MATERIAL PROVIDED —
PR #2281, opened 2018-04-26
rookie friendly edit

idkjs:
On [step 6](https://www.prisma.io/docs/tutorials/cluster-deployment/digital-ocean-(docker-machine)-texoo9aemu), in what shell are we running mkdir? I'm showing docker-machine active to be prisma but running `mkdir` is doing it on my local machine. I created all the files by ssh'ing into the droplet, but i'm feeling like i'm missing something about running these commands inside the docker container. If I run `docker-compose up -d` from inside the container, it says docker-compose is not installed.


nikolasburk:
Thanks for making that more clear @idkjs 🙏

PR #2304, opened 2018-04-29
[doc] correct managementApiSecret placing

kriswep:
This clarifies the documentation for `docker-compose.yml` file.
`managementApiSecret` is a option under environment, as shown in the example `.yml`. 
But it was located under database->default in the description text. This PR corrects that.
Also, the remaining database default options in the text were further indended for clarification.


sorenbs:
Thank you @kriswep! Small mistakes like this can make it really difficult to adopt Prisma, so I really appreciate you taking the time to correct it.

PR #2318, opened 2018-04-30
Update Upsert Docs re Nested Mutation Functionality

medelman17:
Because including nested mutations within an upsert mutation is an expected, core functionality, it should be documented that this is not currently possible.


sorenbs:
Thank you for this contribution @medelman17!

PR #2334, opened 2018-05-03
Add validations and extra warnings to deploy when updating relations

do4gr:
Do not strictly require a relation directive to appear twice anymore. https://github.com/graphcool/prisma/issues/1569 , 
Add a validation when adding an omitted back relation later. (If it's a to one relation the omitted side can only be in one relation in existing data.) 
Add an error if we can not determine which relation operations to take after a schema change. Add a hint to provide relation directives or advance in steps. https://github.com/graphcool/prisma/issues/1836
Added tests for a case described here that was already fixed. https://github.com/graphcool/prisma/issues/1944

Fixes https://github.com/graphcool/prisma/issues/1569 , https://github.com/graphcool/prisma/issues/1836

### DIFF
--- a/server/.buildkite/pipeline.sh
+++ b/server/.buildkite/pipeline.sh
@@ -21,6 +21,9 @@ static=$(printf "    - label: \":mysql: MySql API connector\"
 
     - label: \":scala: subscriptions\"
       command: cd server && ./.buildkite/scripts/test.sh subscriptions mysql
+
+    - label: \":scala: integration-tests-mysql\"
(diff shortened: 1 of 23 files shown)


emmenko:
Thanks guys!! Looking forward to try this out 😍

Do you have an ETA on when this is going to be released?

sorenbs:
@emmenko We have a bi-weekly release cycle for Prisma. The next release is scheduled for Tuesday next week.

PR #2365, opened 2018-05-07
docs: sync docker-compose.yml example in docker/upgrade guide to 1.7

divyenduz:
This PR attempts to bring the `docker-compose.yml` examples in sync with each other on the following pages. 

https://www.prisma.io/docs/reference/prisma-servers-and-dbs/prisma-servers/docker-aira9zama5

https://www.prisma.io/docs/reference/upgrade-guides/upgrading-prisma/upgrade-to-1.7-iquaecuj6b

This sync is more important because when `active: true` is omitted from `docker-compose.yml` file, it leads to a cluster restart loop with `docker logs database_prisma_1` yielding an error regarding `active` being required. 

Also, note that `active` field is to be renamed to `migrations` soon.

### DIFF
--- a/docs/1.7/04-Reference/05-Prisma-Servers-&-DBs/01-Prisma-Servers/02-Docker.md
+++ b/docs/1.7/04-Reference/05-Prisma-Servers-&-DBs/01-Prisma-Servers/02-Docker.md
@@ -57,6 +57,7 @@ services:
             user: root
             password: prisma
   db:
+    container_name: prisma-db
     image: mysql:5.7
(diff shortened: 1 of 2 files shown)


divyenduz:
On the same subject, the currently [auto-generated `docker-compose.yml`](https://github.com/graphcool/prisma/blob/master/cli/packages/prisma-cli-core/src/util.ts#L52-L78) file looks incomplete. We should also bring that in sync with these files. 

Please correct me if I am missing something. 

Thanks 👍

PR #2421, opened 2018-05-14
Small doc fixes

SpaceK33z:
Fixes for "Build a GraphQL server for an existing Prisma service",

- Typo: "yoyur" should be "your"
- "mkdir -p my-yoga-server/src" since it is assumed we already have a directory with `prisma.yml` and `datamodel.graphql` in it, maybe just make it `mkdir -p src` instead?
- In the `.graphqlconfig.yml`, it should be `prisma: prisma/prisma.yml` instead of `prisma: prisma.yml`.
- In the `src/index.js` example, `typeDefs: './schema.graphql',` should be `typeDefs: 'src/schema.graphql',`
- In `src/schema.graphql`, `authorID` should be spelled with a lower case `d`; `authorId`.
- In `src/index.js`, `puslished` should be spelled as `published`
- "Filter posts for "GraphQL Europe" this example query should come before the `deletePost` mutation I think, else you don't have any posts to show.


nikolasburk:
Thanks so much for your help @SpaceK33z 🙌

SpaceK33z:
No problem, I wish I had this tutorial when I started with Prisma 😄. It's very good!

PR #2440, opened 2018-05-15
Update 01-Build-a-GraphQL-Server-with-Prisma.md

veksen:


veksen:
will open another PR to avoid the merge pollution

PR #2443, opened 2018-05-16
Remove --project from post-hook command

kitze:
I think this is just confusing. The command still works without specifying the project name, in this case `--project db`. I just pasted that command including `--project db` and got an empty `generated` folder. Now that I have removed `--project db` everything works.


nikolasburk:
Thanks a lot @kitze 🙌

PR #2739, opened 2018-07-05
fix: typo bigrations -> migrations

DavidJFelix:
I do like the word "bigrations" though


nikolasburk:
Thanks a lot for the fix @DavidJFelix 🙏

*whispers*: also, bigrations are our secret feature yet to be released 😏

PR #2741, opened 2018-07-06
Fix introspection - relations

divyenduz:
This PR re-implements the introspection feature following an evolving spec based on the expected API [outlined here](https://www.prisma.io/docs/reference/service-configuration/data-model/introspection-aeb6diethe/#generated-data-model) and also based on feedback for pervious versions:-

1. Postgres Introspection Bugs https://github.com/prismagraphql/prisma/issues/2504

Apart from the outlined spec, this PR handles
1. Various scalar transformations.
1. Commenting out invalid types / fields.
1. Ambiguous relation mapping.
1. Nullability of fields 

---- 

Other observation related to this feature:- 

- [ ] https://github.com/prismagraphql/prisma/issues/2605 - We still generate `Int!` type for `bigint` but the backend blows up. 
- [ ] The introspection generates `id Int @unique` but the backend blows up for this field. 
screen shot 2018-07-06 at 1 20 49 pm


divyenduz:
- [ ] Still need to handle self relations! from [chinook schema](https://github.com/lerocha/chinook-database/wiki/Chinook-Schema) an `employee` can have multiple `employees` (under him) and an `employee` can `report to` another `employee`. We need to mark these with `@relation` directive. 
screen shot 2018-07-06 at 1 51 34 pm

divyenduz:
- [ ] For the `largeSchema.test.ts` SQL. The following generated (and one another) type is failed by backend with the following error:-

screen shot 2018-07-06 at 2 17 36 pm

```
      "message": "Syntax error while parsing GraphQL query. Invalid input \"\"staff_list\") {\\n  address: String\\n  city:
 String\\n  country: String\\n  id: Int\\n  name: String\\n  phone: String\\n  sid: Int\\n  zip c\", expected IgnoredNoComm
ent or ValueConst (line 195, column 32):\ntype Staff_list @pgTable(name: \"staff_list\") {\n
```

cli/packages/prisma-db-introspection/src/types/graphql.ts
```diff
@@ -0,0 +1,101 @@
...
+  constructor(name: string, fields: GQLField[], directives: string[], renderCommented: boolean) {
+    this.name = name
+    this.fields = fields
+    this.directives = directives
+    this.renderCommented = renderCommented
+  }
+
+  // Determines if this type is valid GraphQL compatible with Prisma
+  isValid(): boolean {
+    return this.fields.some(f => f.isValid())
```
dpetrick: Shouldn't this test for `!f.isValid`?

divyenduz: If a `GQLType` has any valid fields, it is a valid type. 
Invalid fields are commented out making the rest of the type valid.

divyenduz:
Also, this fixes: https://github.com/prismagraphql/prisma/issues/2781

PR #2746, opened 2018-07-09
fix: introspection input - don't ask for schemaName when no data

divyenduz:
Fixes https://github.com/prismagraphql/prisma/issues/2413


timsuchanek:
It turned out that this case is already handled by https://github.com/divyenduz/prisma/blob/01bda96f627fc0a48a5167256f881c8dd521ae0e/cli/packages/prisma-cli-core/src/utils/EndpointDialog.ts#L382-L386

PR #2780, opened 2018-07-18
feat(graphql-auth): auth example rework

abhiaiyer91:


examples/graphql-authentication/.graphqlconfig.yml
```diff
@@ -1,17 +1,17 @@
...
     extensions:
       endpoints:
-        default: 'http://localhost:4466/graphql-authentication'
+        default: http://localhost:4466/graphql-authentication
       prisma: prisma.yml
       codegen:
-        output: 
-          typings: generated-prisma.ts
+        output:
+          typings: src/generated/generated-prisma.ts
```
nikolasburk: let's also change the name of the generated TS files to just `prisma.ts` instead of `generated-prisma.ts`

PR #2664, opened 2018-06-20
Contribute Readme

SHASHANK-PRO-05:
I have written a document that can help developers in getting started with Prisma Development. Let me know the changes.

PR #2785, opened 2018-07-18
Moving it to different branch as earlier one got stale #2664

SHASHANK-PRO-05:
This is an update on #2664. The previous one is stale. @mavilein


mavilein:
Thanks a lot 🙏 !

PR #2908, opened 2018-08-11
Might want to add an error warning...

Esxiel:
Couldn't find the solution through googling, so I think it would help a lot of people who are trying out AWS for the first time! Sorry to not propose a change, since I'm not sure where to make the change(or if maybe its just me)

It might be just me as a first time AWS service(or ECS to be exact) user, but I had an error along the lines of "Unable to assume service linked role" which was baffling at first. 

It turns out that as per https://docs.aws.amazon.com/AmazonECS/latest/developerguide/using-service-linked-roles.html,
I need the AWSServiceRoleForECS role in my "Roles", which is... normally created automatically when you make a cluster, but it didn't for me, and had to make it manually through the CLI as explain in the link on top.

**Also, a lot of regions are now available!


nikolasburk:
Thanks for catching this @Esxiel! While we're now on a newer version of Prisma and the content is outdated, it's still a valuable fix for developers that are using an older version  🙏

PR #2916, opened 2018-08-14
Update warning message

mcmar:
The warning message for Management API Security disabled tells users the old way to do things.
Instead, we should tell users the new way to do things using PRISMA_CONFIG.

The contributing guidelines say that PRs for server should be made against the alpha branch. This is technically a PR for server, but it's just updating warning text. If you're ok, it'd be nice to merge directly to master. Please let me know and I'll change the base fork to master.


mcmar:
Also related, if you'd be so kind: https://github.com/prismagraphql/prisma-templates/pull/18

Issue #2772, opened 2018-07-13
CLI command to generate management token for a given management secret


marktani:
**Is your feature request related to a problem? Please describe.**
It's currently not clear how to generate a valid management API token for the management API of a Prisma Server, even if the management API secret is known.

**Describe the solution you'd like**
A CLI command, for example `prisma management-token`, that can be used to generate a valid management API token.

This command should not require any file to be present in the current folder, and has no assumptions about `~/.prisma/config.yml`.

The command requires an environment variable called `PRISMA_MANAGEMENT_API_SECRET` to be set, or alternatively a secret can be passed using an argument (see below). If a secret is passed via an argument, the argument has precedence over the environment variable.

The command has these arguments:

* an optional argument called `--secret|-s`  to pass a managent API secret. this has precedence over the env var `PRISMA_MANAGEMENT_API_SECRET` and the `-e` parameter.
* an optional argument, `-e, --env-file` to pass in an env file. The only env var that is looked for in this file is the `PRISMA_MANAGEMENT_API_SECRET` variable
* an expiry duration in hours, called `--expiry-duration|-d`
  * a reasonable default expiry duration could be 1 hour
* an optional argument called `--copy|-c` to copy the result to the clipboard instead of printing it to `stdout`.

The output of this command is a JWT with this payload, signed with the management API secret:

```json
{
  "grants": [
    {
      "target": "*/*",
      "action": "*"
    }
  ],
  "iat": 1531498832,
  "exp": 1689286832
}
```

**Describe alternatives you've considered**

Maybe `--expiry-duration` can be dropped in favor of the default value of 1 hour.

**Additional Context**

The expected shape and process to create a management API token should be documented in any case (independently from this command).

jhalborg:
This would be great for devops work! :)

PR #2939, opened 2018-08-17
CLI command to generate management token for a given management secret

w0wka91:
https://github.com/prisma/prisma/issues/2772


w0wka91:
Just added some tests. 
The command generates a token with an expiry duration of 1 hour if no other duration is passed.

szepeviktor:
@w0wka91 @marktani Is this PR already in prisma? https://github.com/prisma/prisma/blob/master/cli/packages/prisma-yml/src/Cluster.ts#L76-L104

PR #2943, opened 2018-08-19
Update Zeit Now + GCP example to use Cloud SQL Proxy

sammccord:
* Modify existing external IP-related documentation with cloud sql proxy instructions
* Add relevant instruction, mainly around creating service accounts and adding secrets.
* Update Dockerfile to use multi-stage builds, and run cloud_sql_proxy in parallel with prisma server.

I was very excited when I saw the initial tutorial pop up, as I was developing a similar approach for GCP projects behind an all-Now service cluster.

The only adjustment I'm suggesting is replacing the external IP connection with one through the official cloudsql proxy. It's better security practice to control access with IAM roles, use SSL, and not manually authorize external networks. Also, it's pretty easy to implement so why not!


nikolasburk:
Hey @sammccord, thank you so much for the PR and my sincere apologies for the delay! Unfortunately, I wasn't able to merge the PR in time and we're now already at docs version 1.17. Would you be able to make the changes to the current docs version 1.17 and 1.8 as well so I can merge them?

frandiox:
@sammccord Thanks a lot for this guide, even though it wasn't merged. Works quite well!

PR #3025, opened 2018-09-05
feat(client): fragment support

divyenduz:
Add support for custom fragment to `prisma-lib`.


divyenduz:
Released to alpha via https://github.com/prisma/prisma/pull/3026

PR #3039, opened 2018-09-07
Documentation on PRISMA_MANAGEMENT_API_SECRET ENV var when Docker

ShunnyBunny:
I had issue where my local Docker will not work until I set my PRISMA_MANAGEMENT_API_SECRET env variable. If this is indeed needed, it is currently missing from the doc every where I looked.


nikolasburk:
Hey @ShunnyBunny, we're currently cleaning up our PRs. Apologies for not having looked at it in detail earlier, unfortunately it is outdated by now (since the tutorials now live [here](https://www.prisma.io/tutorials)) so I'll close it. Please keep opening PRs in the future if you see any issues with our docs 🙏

WORK ORDER — Which lines above hold the word "shortened"? Copy each of them.

TASK RESPONSE —
(diff shortened: 1 of 23 files shown)
(diff shortened: 1 of 2 files shown)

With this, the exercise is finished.